A research team led by Queen Mary University of London has developed a new silicon-based battery architecture that could significantly improve electric vehicle (EV) performance and reduce costs by up to 30%.
The study, published on 24th October in Nature Nanotechnology, introduces a “double-layer” electrode design that enhances the stability and charging speed of automotive batteries. The researchers say the approach could pave the way for next-generation, high-performance energy storage systems.

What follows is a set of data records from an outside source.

Issue #5121, opened 2026-07-01
The dismech-entry → MONDO-term relationship should be 1:1


matentzn:
The dismech entry to MONDO term relationship should be _1:1 in the forward direction_: each MONDO term should have at most one primary dismech Disease entry. Right now it isn't. The Mondo EMC export (#4697) surfaced **21 MONDO IDs that are each shared by 2 to 7 separate dismech entries**, 58 entries collapsing onto 21 terms.

This is the orthogonal complement to #3881. That issue asks the anchor-existence direction (should every dismech entry have a MONDO ID at all), and in passing states that the reverse Mondo to dismech direction is "obviously not 1:1" because dismech is "curated at a slightly higher level of disease abstraction, i.e. no subtypes". This issue is the forward direction, and it points at a contradiction: if the intent is "no subtypes", then many dismech entries pointing at one MONDO term is a violation of that stated principle, not an accepted exception. The offenders are almost all precision-oncology molecular subtypes and stage variants, which are exactly subtypes.

The practical consequence lands on the EMC pipeline. A non-1:1 mapping means Mondo receives multiple candidate definitions and PMID sets for the same term (7 of them for lung adenocarcinoma) and has to arbitrate which one wins, or Mondo's ingestion has to be defined to accept many-to-one.

Two ways to resolve it, and I don't want to prejudge which:

1. These subtype and stage entries get lumped into their parent entry, keeping the mapping 1:1 and honouring the #3881 "no subtypes" line.
2. dismech legitimately curates below MONDO granularity for molecular subtypes, in which case the "no subtypes" principle needs revising, and the EMC export plus any Mondo ingestion must be specified to tolerate many-dismech-to-one-MONDO (dedup, pick-most-specific, or per-row provenance).

## Examples

From `exports/mondo_emc.tsv` on `feat/mondo-emc-export`. Full totals: 1356 rows across 1325 unique MONDO IDs, 21 IDs duplicated, max multiplicity 7.

Molecular subtypes sharing a parent term (the bulk of it):

- `MONDO:0005061` lung adenocarcinoma x7: ALK, BRAF-V600E, EGFR, KRAS-G12C, MET-exon14-skipping, RET, ROS1 rearranged/mutant NSCLC
- `MONDO:0005575` colorectal cancer x4: BRAF-V600E, HER2+, MSI-High, Metastatic
- `MONDO:0005012` cutaneous melanoma x3: BRAF-V600, NRAS-mutant, Metastatic
[...]

PR #9808, opened 2026-08-28
Cancer granularity: ratify the lump/split ladder and fold the Metastatic_* entries into their parents

cmungall:
This PR settles how cancer entries are lumped and split. It adds a cancer-specific granularity rule to the design-decision register and enacts its clearest consequence: the ten `Metastatic_*` entries are no longer separate diseases — their content now lives in their histologic parent entries. It was prepared at @cmungall's direction in-session, following the review in `docs/reports/cancer-taxonomy-granularity-review-2026-08-28.md` (also added here).

## The decision (design decisions §3a)

The KB's cancer entries currently sit at eight different granularity levels, and the only rule on file (§3, "distinct MONDO identity and a substantially independent mechanism") was written for Mendelian disease. The new §3a follows how the field itself classifies tumors (WHO 5th edition, ICC, ICD-O, OncoTree): the backbone is site + histology, molecular alterations define an entity only where the field has promoted them (IDH-wildtype glioblastoma, NPM1-mutant AML), and everything below that is a stratum, not a disease. In short:

- The **default level for a new cancer entry is the histologic entity** (PDAC, SCLC, DLBCL) or the WHO/ICC-defined molecular entity.
- **Biomarker/therapy strata** (EGFR-mutant NSCLC, MSI-H CRC, TNBC) stay as separate entries only when they pass issue #7082's disjunction test — their own pathophysiology plus their own first-line therapy. The existing driver entries pass it and are kept; new ones must earn promotion. A promoted stratum without its own MONDO term anchors to the parent term with an explicit `skos:narrowMatch` mapping and an NTR filed, instead of silently reusing the parent ID as its `disease_term` (the source of the 21 duplicated MONDO anchors in issue #5121).
- **Stage is never a taxon**, and **pathways are never entries** (they stay in `kb/modules/` and groupings).
- Germline predisposition syndromes stay under the plain Mendelian rules.

CLAUDE.md and the `cancer-curator` skill are updated to match, per the register's governance steps.

## The enactment: ten `Metastatic_*` entries folded

Eight entries merge into their existing parents. Each parent gains a `stages:` block (Localized / Metastatic), the metastasis-specific mechanism nodes, and the folded entry's unique evidence, references, and datasets; evidence that duplicated the parent's was merged into the matching nodes rather than copied:

| Folded entry | Into |
|---|---|
| Metastatic_NSCLC | Non-Small_Cell_Lung_Cancer |
| Metastatic_HCC | Hepatocellular_Carcinoma |
| Metastatic_Renal_Cell_Carcinoma | Renal_Cell_Carcinoma (the VHL→HIF→VEGF chain, genetics, and the gut-microbiota knowledge gap all move) |
| Metastatic_Prostate_Cancer | Prostate_Adenocarcinoma (MONDO:0004956 kept as a narrowMatch mapping) |
| Metastatic_Gastric_Cancer | Gastric_Adenocarcinoma |
| Metastatic_Pancreatic_Adenocarcinoma | Pancreatic_Ductal_Adenocarcinoma (the 17-node RAS(ON)-inhibitor resistance/immune-reversal subgraph moves intact) |
| Metastatic_Ovarian_Cancer | Ovarian_High-Grade_Serous_Carcinoma |
| Metastatic_Colorectal_Cancer | Colon_Adenocarcinoma |

Two had no parent entry in the KB, so instead of deleting them they become the missing base rungs: **Metastatic_Melanoma → Cutaneous_Melanoma** and **Metastatic_Breast_Carcinoma → Breast_Carcinoma**, each with an exactMatch `disease_term`, a broadened description pointing at the existing driver/receptor stratum entries, and the metastatic view preserved as a stage.

Bookkeeping that moved with the content: each folded entry's history records were relocated to the parent's slug directory with `target.superseded_by` blocks; every parent gained a fold session record; the `kb/surrogate_endpoints` path, two comorbidity provenance notes, and two project frontmatter lists were updated.

## What was deliberately not done here

- No MONDO NTRs filed yet for the driver strata, and no new `Lung_Adenocarcinoma` parent — both are named as open follow-ups in §3a.
- The parent-`has_subtypes`-vs-split-file double representation (e.g. NSCLC listing "EGFR-mutant NSCLC" while the file exists) is untouched; the pointer-subtype convention is stated in §3a for follow-up.
- No content was re-graded or re-quoted except five `evidence_source` values in the ovarian file that the fold brought into conflict with the parent's existing grading of the same quoted sentences (harmonized to the parent's `OTHER`, both papers being narrative reviews).

## Validation

`just validate-disorders` over all ten changed entries passes (591/760 snippets verified against cache, remainder skipped by prefix; only pre-existing EGA/metabolomics accession fetch warnings). Whole-KB `check-duplicate-keys`, `check-entity-refs`, folded-hyphen/snippet-length/title-snippet/snippet-grading/environmental-evidence gates, and `validate-history-all` (7,161 records) all pass, as do 14,806 targeted structural pytest checks (unique names, subtype and entity-ref foreign keys, history layout).

Closes the cancer half of #306; enacts the bucket-B (stage entries) resolution and the bucket-A anchoring convention for #5121; adopts the promotion/demotion machinery of #7082.

https://claude.ai/code/session_01NtWCsS7rhR5AgiaYeSLwkN

---
_Generated by [Claude Code](https://claude.ai/code/session_01NtWCsS7rhR5AgiaYeSLwkN)_

### DIFF
--- a/history/disorders/Breast_Carcinoma/2026-08-28T155256Z-claude-code-426350.yaml
+++ b/history/disorders/Breast_Carcinoma/2026-08-28T155256Z-claude-code-426350.yaml
@@ -1,0 +1,26 @@
+history_version: 1
+target:
+  kind: disorder
+  slug: Breast_Carcinoma
+  path: kb/disorders/Breast_Carcinoma.yaml
+session:
+  id: 2026-08-28T155256Z-claude-code-426350
+  timestamp: '2026-08-28T15:52:56Z'
+  actors:
+  - type: ai_agent
+    name: claude-code
+    agent_tool: claude-code
+links:
+  issues: []
+  prs: []
+  urls: []
+events:
+- type: EDIT
+  outcome: changed
+  sections:
+  - pathophysiology
+  - has_subtypes
+  - discussions
+  summary: Wire pathograph, add pointer subtypes and primary-tumour gap
+  details: |
+    PR review follow-up on the 3a fold. Connected the inherited metastasis nodes (EMT-driven dissemination -> organ-specific tropism -> angiogenic outgrowth and immune evasion); added pointer subtypes for the ER, HER2, TNBC and PIK3CA entries per section 3a(d); recorded an open KNOWLEDGE_GAP discussion for the absent primary-tumour mechanisms. ER and HER2 receptor heterogeneity is deliberately left unconnected: it describes biomarker discordance between sampled regions, not a step in disease progression.
--- a/history/disorders/Cutaneous_Melanoma/2026-08-28T155256Z-claude-code-56f15c.yaml
+++ b/history/disorders/Cutaneous_Melanoma/2026-08-28T155256Z-claude-code-56f15c.yaml
@@ -1,0 +1,27 @@
+history_version: 1
+target:
+  kind: disorder
+  slug: Cutaneous_Melanoma
+  path: kb/disorders/Cutaneous_Melanoma.yaml
+session:
+  id: 2026-08-28T155256Z-claude-code-56f15c
+  timestamp: '2026-08-28T15:52:56Z'
+  actors:
+  - type: ai_agent
+    name: claude-code
+    agent_tool: claude-code
+links:
+  issues: []
+  prs: []
+  urls: []
+events:
+- type: EDIT
+  outcome: changed
+  sections:
+  - pathophysiology
+  - has_subtypes
+  - discussions
+  summary: Wire pathograph, add module conformance, pointer subtypes and primary-tumour
+    gap
+  details: |
+    PR review follow-up on the 3a fold. Connected the five inherited metastasis nodes into a chain (MAPK fitness -> invasive plasticity -> brain colonisation -> angiogenic support; MAPK fitness -> PD-L1 escape); added invasion_and_metastasis conformance on the EMT and colonisation nodes; added pointer subtypes for the BRAF, NRAS and KIT driver entries per section 3a(d); recorded an open KNOWLEDGE_GAP discussion for the absent primary-tumour mechanisms (UV mutagenesis, melanocyte transformation) rather than leaving the description overclaiming coverage.
--- a/history/disorders/Gastric_Adenocarcinoma/2026-08-28T155257Z-claude-code-24054f.yaml
+++ b/history/disorders/Gastric_Adenocarcinoma/2026-08-28T155257Z-claude-code-24054f.yaml
@@ -1,0 +1,24 @@
+history_version: 1
+target:
+  kind: disorder
+  slug: Gastric_Adenocarcinoma
+  path: kb/disorders/Gastric_Adenocarcinoma.yaml
+session:
+  id: 2026-08-28T155257Z-claude-code-24054f
+  timestamp: '2026-08-28T15:52:57Z'
+  actors:
+  - type: ai_agent
+    name: claude-code
+    agent_tool: claude-code
+links:
+  issues: []
+  prs: []
+  urls: []
+events:
+- type: EDIT
+  outcome: changed
+  sections:
+  - pathophysiology
+  summary: Restore PMID:34650801 evidence on the diffuse-type peritoneal edge
+  details: |
+    PR review follow-up. The fold's node-level evidence merge missed two edge-level evidence items in the folded entry; re-attached both to the parent's Diffuse Infiltrative Growth -> Peritoneal Dissemination edge, which had carried no evidence.
--- a/history/disorders/Ovarian_High-Grade_Serous_Carcinoma/2026-08-28T155257Z-claude-code-717a7e.yaml
+++ b/history/disorders/Ovarian_High-Grade_Serous_Carcinoma/2026-08-28T155257Z-claude-code-717a7e.yaml
@@ -1,0 +1,24 @@
+history_version: 1
+target:
+  kind: disorder
+  slug: Ovarian_High-Grade_Serous_Carcinoma
+  path: kb/disorders/Ovarian_High-Grade_Serous_Carcinoma.yaml
+session:
+  id: 2026-08-28T155257Z-claude-code-717a7e
+  timestamp: '2026-08-28T15:52:57Z'
+  actors:
+  - type: ai_agent
+    name: claude-code
+    agent_tool: claude-code
+links:
+  issues: []
+  prs: []
+  urls: []
+events:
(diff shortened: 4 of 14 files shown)


cmungall:
Both structural findings are fixed in `753f97a`, along with the three reference titles in `fcb4adc`. The CI failure was a scope check, not a content problem, and is handled with a label.

**Pathograph fragmentation.** Confirmed and fixed. Comparing each parent's orphan set against `origin/main` isolated exactly 15 nodes that this PR left with no causal edges: 6 in Colon, 5 in the ovarian entry, 2 in PDAC, 2 in RCC. They were orphans in the folded entries too, but a node with no edges is much more visible in a parent that has a working chain, so the fold is the right moment to wire them. Each new edge follows what the node's own description and evidence already say, for example the Colon chain: APC loss → WNT/RAS cooperation → EMT-linked dissemination → anoikis escape → hepatic colonisation → angiogenic remodelling and stromal support. Same for HGSC (proliferation → EMT → transcoelomic dissemination → mesothelial crosstalk, angiogenesis, immune evasion), PDAC (KRAS → early dissemination → perineural invasion), and RCC (checkpoint-sensitive microenvironment → immune evasion).

I also wired `Cutaneous_Melanoma` and `Breast_Carcinoma`, which you did not flag but which were fully disconnected — 5 nodes, no edges — because they were reconstituted from metastatic-only entries that never had a chain. Melanoma is now fully connected; breast has one node left, `ER and HER2 Receptor Heterogeneity`, which I deliberately did not attach: it describes biomarker discordance between sampled regions, not a step in disease progression, and inventing a causal edge for it would assert something the cited paper does not.

Zero PR-introduced orphans remain. The 19 still present are all pre-existing on main (6 in NSCLC, 1 each in HCC, RCC and prostate, plus the breast node above); fixing those is separate curation and outside this PR.

**Module conformance.** Also a fair hit — §3a asks metastatic-stage biology to conform to `invasion_and_metastasis` and only 3 of 10 parents did. I added `conforms_to` only where the node's GO annotations actually match the module node's, so the conformance claim is checkable rather than decorative: EMT activation on RCC, PDAC, HGSC, Colon, NSCLC, melanoma and prostate; circulatory survival/extravasation on RCC, Colon, NSCLC and melanoma; local invasion/intravasation on HCC. Ovarian gets the EMT node only, on purpose: ovarian cancer disseminates transcoelomically by shedding into ascites, so the module's circulatory step does not describe it, and claiming otherwise would be wrong.

**CI.** `test (3.13)` failed on the repo's curation-scope guard, which rejects any PR touching `kb/` alongside files outside `kb/`, `stubs/`, `history/`, `cache/`, `references_cache/`, `research/`, `pages/` and `dashboard/`. This PR necessarily does both — a design decision plus the KB change that enacts it — which is exactly the case the guard's `scope-override` label exists for, so I applied the label. I could not re-run the job myself (403 on rerun-failed-jobs), so the check re-runs on this push.

Validation after these changes: `just validate-disorders` passes on all nine edited entries, whole-KB `check-duplicate-keys` and `check-entity-refs` are clean, and 8,432 entity-reference and conformance tests pass.

---

cmungall:
All four blocking findings are now resolved, plus suggestions 5, 6, 7, 8, 10 and 11 and the two residual connectivity junctions. `f888bc5a`.

**Finding 4** — you were right that this is a defect the diff introduced, not a coverage gap. My path rewrite collided with an entry that was already there. Both `mapped_disease_files` lines are now one, the stale `Metastatic Prostate Cancer` name is gone from `mapped_diseases`, and the notes point at the Metastatic stage of `Prostate_Adenocarcinoma`.

**Finding 3** — fixed on all three. Each now carries a `skos:narrowMatch` mapping to the parent term with a justification saying why: MONDO has no term for the stratum, so `disease_term` anchors to the parent while the mapping records that the entry is narrower than it, and naming the entry that claims the parent term as an exactMatch. Filing the NTRs stays on the follow-up list.

**Residual connectivity.** Both junctions you named are wired. `VHL Inactivation → Renal Epithelial Malignancy` and `VEGF-Dependent Angiogenesis → Tumor Cell Invasion` for RCC; `KRAS Oncogene Activation` now heads both the RAS(ON) resistance and the immune-reversal subgraphs in PDAC. PDAC is back to a single component (25n/1c) and ovarian stays at 1c. RCC is 3c and breast 2c — the remainders are the pre-existing `Histologic and Molecular Heterogeneity` island and `ER and HER2 Receptor Heterogeneity`, which I left alone deliberately: receptor discordance between sampled regions is not a step in disease progression, and giving it a causal edge would assert something the cited paper does not say.

**Suggestion 10** — agreed and changed. `Brain Metastatic Colonization` is a colonisation node by name and by description, so it maps to `Metastatic Colonization`. I left NSCLC's `Brain Metastasis Seed-and-Soil Biology` on `Circulatory Survival and Extravasation` for the reason you gave: its description does lead with vascular arrest and BBB traversal.

**Suggestion 5** — restored. Both evidence items were on `downstream` edges in the folded entry, which is why my node-level merge missed them; they are now on the parent's diffuse-type → peritoneal edge, which previously carried none. Worth noting as a general lesson for future folds: edge-level evidence needs its own pass.

**Suggestion 6** — restored rather than documented as deliberate, since the narrowing was not deliberate. The treatment is now `PARP Inhibitor Maintenance` with niraparib and rucaparib alongside olaparib and the class-level HRD review as evidence. Nothing referenced the old `treatments#Olaparib Maintenance` name. That surfaced a second thing: the same review sentence was graded `OTHER` on the treatment and `COMPUTATIONAL` in the deep-research provenance block. It is a review article, so `OTHER` is right and the provenance copy is regraded.

**Suggestions 7 and 8** — both taken. Rather than soften the descriptions, each new parent now carries an open `KNOWLEDGE_GAP` discussion naming what is missing (UV mutagenesis and melanocyte transformation for melanoma; ductal transformation and DCIS-to-invasive progression for breast) and attached to `pathophysiology#` and the localized stage. Pointer subtypes are added for all seven promoted strata.

**Suggestion 9** left for follow-up — hallmark-module conformance beyond metastasis touches nodes this PR did not move, and I would rather not widen the diff further for it.

Validation at this head: `just validate-disorders` passes on all nine edited entries, whole-KB duplicate-key, entity-ref, snippet-grading and title-snippet gates are clean, `validate-history-all` passes, and 10,050 entity-reference, subtype-foreign-key, unique-name and history tests pass.

---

The work, led by Dr Xuekun Lu, Senior Lecturer in Green Energy at Queen Mary, addresses a key limitation of silicon anodes. Silicon offers roughly ten times the theoretical capacity of conventional graphite electrodes and enables faster charging. However, its large volume changes—up to 300% during charge and discharge cycles—have limited its commercial viability due to rapid degradation.
Using advanced imaging techniques, the team observed the electro-chemo-mechanical behaviour of graphite–silicon composite electrodes in real time. The insights enabled them to design a double-layer structure that mitigates stress and improves stability, resulting in higher capacity retention and lower degradation.
“For the first time, we visualise the interplay between microstructural design and electro-chemo-mechanical performance across multiple scales, from individual particles to full electrodes,” said Dr Lu. “This opens new avenues for 3D composite electrode design, pushing the limits of energy density, cycle life, and charging speed—key to accelerating EV adoption.”
Professor David Greenwood, Chief Executive of the WMG High Value Manufacturing Catapult Centre, said the findings offer “a much deeper understanding of how microstructure affects performance and degradation”, adding that they provide “a basis for better battery design in the future.”
The research, Unravelling Electro-Chemo-Mechanical Processes in Graphite/Silicon Composites for Designing Nanoporous and Microstructured Battery Electrodes, is available in Nature Nanotechnology.